Stored dataset items
============

PR #172, opened 2021-06-22
REALMC-8257 Add templates fetching for export / pull 

jo-tse-mongo:


internal/commands/pull/inputs.go
```diff
@@ -109,3 +118,46 @@ func (i *inputs) resolveRemoteApp(ui terminal.UI, clients cli.Clients) (realm.Ap
 
 	return app, nil
 }
+
+func (i *inputs) resolveTemplate(ui terminal.UI, realmClient realm.Client, groupID, appID string) (*zip.Reader, []string,  error) {
+	if i.TemplateID == "" {
+		return nil, nil, nil
+	}
+
+	var paths []string
```
makesitgo, line 127: check me on this one, but I think you could initialize this with `paths := []string{frontendPath}`, and still overwrite it with `AskOne` (and ultimately avoid the `else` down below)

internal/commands/pull/inputs.go
```diff
@@ -109,3 +118,46 @@ func (i *inputs) resolveRemoteApp(ui terminal.UI, clients cli.Clients) (realm.Ap
...
+	}
+
+	compatibleTemplates, err := realmClient.CompatibleTemplates(groupID, appID)
+	if err != nil {
+		return nil, nil, err
+	}
+
+	for _, template := range compatibleTemplates {
+		// This is the ID that they selected
+		if template.ID == i.TemplateID {
```
makesitgo, line 152: [question] do we ever give the user the ability to _select_ the template id?  in `app create`, we more or less always prompt them for a selection (unless `-y` is set).  especially with things like IDs, i think its helpful to have a way where the user does not need to know the specific value, but can otherwise pick it

internal/commands/pull/inputs.go
```diff
@@ -109,3 +118,46 @@ func (i *inputs) resolveRemoteApp(ui terminal.UI, clients cli.Clients) (realm.Ap
...
+			// Fetch the template
+			templateZip, err := realmClient.ClientTemplate(groupID, appID, template.ID)
+			if err != nil {
+				return nil, nil, err
+			}
+			return templateZip, paths, nil
+		}
+	}
+
+	return nil, nil, fmt.Errorf("templateID %s is not compatible with this app", i.TemplateID)
```
makesitgo, line 162: try to keep code-like words out of the user-facing messaging
```suggestion
	return nil, nil, fmt.Errorf("template '%s' is not compatible with this app", i.TemplateID)
```

makesitgo (changes requested):
just did a pass through of the code files (no tests yet).  i have a few questions, probably all related to my unfamiliarity with the TSA project, so I imagine once I have a bit better context here I can dive into the rest of the code

internal/cloud/realm/client.go
```diff
@@ -72,6 +72,7 @@ type Client interface {
 
 	Templates() ([]Template, error)
 	ClientTemplate(groupID, appID, templateID string) (*zip.Reader, error)
+	CompatibleTemplates(groupID, appID string) ([]Template, error)
```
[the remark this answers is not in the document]
jo-tse-mongo: `Templates` _is_ fetching all templates, and `CompatibleTemplates` is a filtered list of templates that are compatible with the app. They both return only 
```
        ID   string `json:"id"`
	Name string `json:"name"`
```
`ClientTemplate` is the most granular of the endpoints, which fetches 
 everything about the template specified from `templateID`, and for realm-cli returns a zip package containing the template information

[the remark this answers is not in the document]
andrewzlchen: Yeah, I'm cool with renaming `Templates` to be `AllTemplates` to make that more clear. 

I think it should be relatively apparent that the endpoints return the same data given the interface definition

internal/cloud/realm/templates.go
```diff
@@ -48,6 +50,10 @@ func (c *client) ClientTemplate(groupID, appID, templateID string) (*zip.Reader,
 	if resErr != nil {
 		return nil, resErr
 	}
+	if res.StatusCode == http.StatusNoContent {
+		// No client exists for this template so there is nothing to return
```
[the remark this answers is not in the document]
jo-tse-mongo: From my understanding, we return a `204` when there is no `ClientPath` in the template that we're trying to fetch from the `ClientTemplate` endpoint. 
The `ClientPath` is used to get the template content from Github, which is why we need one attached to the template itself. 

So, if there is no `ClientPath`, then we can't get the information for the Template from Github, and therefore, the return for this fetch should be `nil`.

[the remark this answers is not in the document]
andrewzlchen: I don't think we actually need this check in this function. It should be for the `ClientTemplate` function.

This is referring to the changes made here: https://github.com/10gen/baas/pull/4381/files

Basically, in the process of fetching a client template, sometimes the template that we want to fetch the client for does not have an associated frontend client (like in the case of the database triggers template).

We would return a `http.StatusNoContent` to denote that the template that you're trying to find a client for does not have a template.

internal/commands/pull/command.go
```diff
@@ -60,17 +68,36 @@ func (cmd *Command) Handler(profile *user.Profile, ui terminal.UI, clients cli.C
...
+		return err
+	}
+
 	pathTarget, zipPkg, err := cmd.doExport(profile, clients.Realm, app.GroupID, app.ID)
 	if err != nil {
 		return err
 	}
 
+	var templatePathTargets []string
+	if templateZipPkg != nil {
```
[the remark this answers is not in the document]
jo-tse-mongo: 👀 I think I had something else in that block before
Will remove it in an update

internal/commands/pull/command.go
```diff
@@ -60,17 +68,36 @@ func (cmd *Command) Handler(profile *user.Profile, ui terminal.UI, clients cli.C
...
+		}
+	}
+
 	pathRelative, err := filepath.Rel(profile.WorkingDirectory, pathTarget)
 	if err != nil {
 		return err
 	}
 
-	proceed, err := checkAppDestination(ui, pathTarget)
+	proceed, err := checkPathDestination(ui, pathTarget)
```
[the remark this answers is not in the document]
jo-tse-mongo: No, since it'd make the directory for the `app` in making the template directories. 
I could move this above the template `checkPathDestination`s or only do this if `templateZipPkg` is nil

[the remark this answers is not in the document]
makesitgo: I probably still don't have the full picture of what we expect/want to show the user if a template is involved vs when its not.  at least for when there's no template, we need to show this single prompt to tell them where we're writing contents.

by the sounds of it, it seems that when a template _is_ involved, we're pushing the "write logic" to potential 2 spots (`appDir/backend` and `appDir/frontend`) and so it would stand to reason with me that we'd want either:
  * a single confirm prompting the user about these two new spots that we're writing to
  * or two prompts confirming individually each spot

i think the question then becomes, do want to allow the user to ever partially write a template?  as in, if it had both frontend and backend paths, do you still want the user to have the ability to opt into one or both of them?  in other words, can a template still be "usable" if its only partially written ("partially" here being omitting either frontend, backend, or both)?  the answer to those questions likely drives what type of prompts we ultimately want to write for the user to see...

we should strive to keep the amount of expected prompts to a minimum (think "less button clicks" in the UI, make it streamlined).  so at the very least, we should not be prompting a third time here

internal/cloud/realm/client.go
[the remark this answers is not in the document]
makesitgo: cool, and just to clarify I think that also means we can then remove `Compatible` from this new function name?

internal/cloud/realm/templates.go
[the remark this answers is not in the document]
makesitgo: hahaha i think I thought it was in a different function too 🙄 ... checking for `NoContent` makes more sense to me here.

my only thought is: it leaves us a bit more flexible (and probably more go-like) if we add `bool` to list of return values to this function (before `error`, after `*zip.Reader`) so that we're not relying on a "is nil" check on the returned object to otherwise confirm a valid response.  id rather we have a `zipPkg, ok, err := realmClient.ClientTemplate` type of usage

internal/commands/pull/command.go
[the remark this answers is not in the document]
jo-tse-mongo: See @andrewzlchen 's comment below, but I was mostly following what was [written on the ticket](https://jira.mongodb.org/browse/REALMC-8257) in terms of where to put the templates

internal/commands/pull/command.go
```diff
@@ -90,6 +117,15 @@ func (cmd *Command) Handler(profile *user.Profile, ui terminal.UI, clients cli.C
 	}
 	ui.Print(terminal.NewTextLog("Saved app to disk"))
 
+	if templateZipPkg != nil {
+		for _, templatePathTarget := range templatePathTargets {
+			if err := local.WriteZip(templatePathTarget, templateZipPkg); err != nil {
```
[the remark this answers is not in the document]
jo-tse-mongo: See @andrewzlchen 's comment below; I'm going to update the PR to do what's in the comment

internal/cloud/realm/templates.go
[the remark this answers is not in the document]
andrewzlchen: i agree. that's a good idea

internal/commands/pull/inputs.go
jo-tse-mongo: @sumedham  Does this look fine from a design perspective? 
We're going with a new flow of work as Andrew detailed above

sumedham: this sgtm

internal/cloud/realm/client.go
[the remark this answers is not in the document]
jo-tse-mongo: @andrewzlchen I'm iffy from making this just `Templates` because the templates that we fetch for this app aren't necessarily the templates that this app is currently using; they're _potential_ templates that the app _could_ use because they're compatible

internal/cloud/realm/templates.go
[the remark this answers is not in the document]
jo-tse-mongo: I forgot to add this, but I will in just a bit

internal/cloud/realm/client.go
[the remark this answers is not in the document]
andrewzlchen: yeah i think we should call them:

`AllTemplates` and `CompatibleTemplates`

If `CompatibleTemplates` is not preferable, maybe we can call them `SiblingTemplates`, `SupportedTemplates` or something similar

internal/cloud/realm/templates.go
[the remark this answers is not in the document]
andrewzlchen: hmm i dont see this change for some reason. maybe there was some miscommunication?

internal/commands/pull/command.go
```diff
@@ -60,23 +61,47 @@ func (cmd *Command) Handler(profile *user.Profile, ui terminal.UI, clients cli.C
 		return err
 	}
 
-	pathTarget, zipPkg, err := cmd.doExport(profile, clients.Realm, app.GroupID, app.ID)
+	templateZipPkgs, ok, err := cmd.inputs.resolveClient(ui, clients.Realm, app.GroupID, app.ID)
```
andrewzlchen, line 64: nit: `clientZipPkgs`

internal/commands/pull/inputs.go
```diff
@@ -109,3 +117,61 @@ func (i *inputs) resolveRemoteApp(ui terminal.UI, clients cli.Clients) (realm.Ap
 
 	return app, nil
 }
+
+func (i *inputs) resolveClient(ui terminal.UI, realmClient realm.Client, groupID, appID string) (map[string]*zip.Reader, bool, error) {
+	compatibleTemplates, err := realmClient.CompatibleTemplates(groupID, appID)
```
andrewzlchen, line 122: i think this was where nick was trying to add the `bool` return param.

I think this should be something like

```go
// its possible that the request was successful, but there was no template for the current app.
// checking ok allows us to have more granular context for what went wrong
compatibleTemplates, ok, err := realmClient.CompatibleTemplates(groupID, appID)
if err != nil {
	// something went wrong
}
if !ok {
	// request succesful, but nothing returned
	return nil
}
// client exists so we handle it
```

andrewzlchen:
one nit that i've noticed is that the templates format seems to be a bit different between pull and create:

realm-cli pull
image


VS

realm-cli app create

image

Let's try to align with the create command where we add the template id to the selection

andrewzlchen (changes requested):
nice job! this is really close!

i only had nits and once they're resolved, I think this is pretty much good

andrewzlchen (approved):
should look good pending tests!

internal/cloud/realm/client.go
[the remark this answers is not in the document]
makesitgo: fine with it as `All`/`Compatible` here

internal/commands/pull/command.go
```diff
@@ -60,23 +62,47 @@ func (cmd *Command) Handler(profile *user.Profile, ui terminal.UI, clients cli.C
...
 	}
 
-	pathRelative, err := filepath.Rel(profile.WorkingDirectory, pathTarget)
+	pathTarget, zipPkg, err := cmd.doExport(profile, clients.Realm, app.GroupID, app.ID)
 	if err != nil {
 		return err
 	}
 
-	proceed, err := checkAppDestination(ui, pathTarget)
+	if clientZipPkgs != nil {
```
makesitgo, line 75: i'd prefer _not_ to use the `nil`-presence of a map to decide to something.  could this just be `len(clientZipPkgs) == 0`?  this would technically allow the user to not select anything from the multi-prompt and then subsequently prompt them if they're ok to write contents to a directory, at which point they'll write nothing to that spot.  seems like a clunky UX to me

internal/commands/pull/command.go
```diff
@@ -60,23 +62,47 @@ func (cmd *Command) Handler(profile *user.Profile, ui terminal.UI, clients cli.C
...
 	}
 
-	pathTarget, zipPkg, err := cmd.doExport(profile, clients.Realm, app.GroupID, app.ID)
+	clientZipPkgs, err := cmd.inputs.resolveClient(ui, clients.Realm, app.GroupID, app.ID)
 	if err != nil {
 		return err
 	}
 
-	pathRelative, err := filepath.Rel(profile.WorkingDirectory, pathTarget)
+	pathTarget, zipPkg, err := cmd.doExport(profile, clients.Realm, app.GroupID, app.ID)
```
makesitgo, line 70: maybe instead of `pathTarget` we can call this `pathBackend` now?  and maybe do one even better, we can have:

```go
pathApp, zipPkg, err := cmd.doExport(...)
pathBackend := pathApp // new reference allows us to keep things a bit more "immutable"/distinct

if clientZipPkgs != nil {
  pathFrontend := filepath.Join(pathApp, local.FrontendPath)

  // write zip files

  // now we update pathBackend, and pathApp can still remain accurate
  // if this line of code were to move for w/e reason, we don't risk creating a bad `pathFrontend` above
  pathBackend = filepath.Join(pathApp, local.BackendPath)
}
```

internal/commands/pull/command.go
```diff
@@ -60,23 +62,47 @@ func (cmd *Command) Handler(profile *user.Profile, ui terminal.UI, clients cli.C
...
-	proceed, err := checkAppDestination(ui, pathTarget)
+	if clientZipPkgs != nil {
+		templatePath := filepath.Join(pathTarget, local.FrontendPath)
+		if proceed, err := checkPathDestination(ui, templatePath); err != nil {
+			return err
+		} else if !proceed {
+			return nil
+		}
+
+		for templateID, templateZipPkg := range clientZipPkgs {
```
makesitgo, line 83: just pointing out there'll be no deterministic order for how we write these templates, which would ultimately lead to subsequent runs of this command to have potentially different outputs.  not a *huge* concern, but also not "perfect".  might be worth returning some order from `resolveClientTemplates` as well, via a key slice and/or some sorting

internal/commands/pull/command.go
```diff
@@ -60,23 +62,47 @@ func (cmd *Command) Handler(profile *user.Profile, ui terminal.UI, clients cli.C
...
+			if err := local.WriteZip(templatePath, templateZipPkg); err != nil {
+				return err
+			}
+			ui.Print(terminal.NewTextLog(fmt.Sprintf("Saved template %s to disk", templateID)))
```
makesitgo, line 87: the `fmt.Sprintf` is unecessary here

internal/commands/pull/command.go
```diff
@@ -60,23 +62,47 @@ func (cmd *Command) Handler(profile *user.Profile, ui terminal.UI, clients cli.C
...
+		}
+
+		pathTarget = filepath.Join(pathTarget, local.BackendPath)
+	}
+
+	// App path
+	proceed, err := checkPathDestination(ui, pathTarget)
```
makesitgo, line 94: if you go with the suggested change above, make sure to now use `pathBackend` here

also, we end up using the same confirm prompt for both backend and frontend templates, and the messaging only changes with the filepath shown.  does it make sense to adjust the language on each to make it clear when we're writing the "backend stuff" or "frontend stuff" (I would imagine that would also only really want to happen if templates were involved in the first place)

if so, i think breaking out `checkPathDestination` to two funcs, one for `checkBackend` and one for `checkFrontend` would be a good idea here.  and `checkBackend` could then either use the existing code for when templates arent involved, or mention that this would be writing "backend stuff"...

internal/commands/pull/command.go
```diff
@@ -60,23 +62,47 @@ func (cmd *Command) Handler(profile *user.Profile, ui terminal.UI, clients cli.C
...
 	if err != nil {
 		return err
 	} else if !proceed {
 		return nil
 	}
 
+	pathRelative, err := filepath.Rel(profile.WorkingDirectory, pathTarget)
```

============

- _Exercise instructions_
Starting from the records above, copy each line where the string "range" is found.

- _Answer area_
+	for _, template := range compatibleTemplates {
+		for _, templatePathTarget := range templatePathTargets {
+		for templateID, templateZipPkg := range clientZipPkgs {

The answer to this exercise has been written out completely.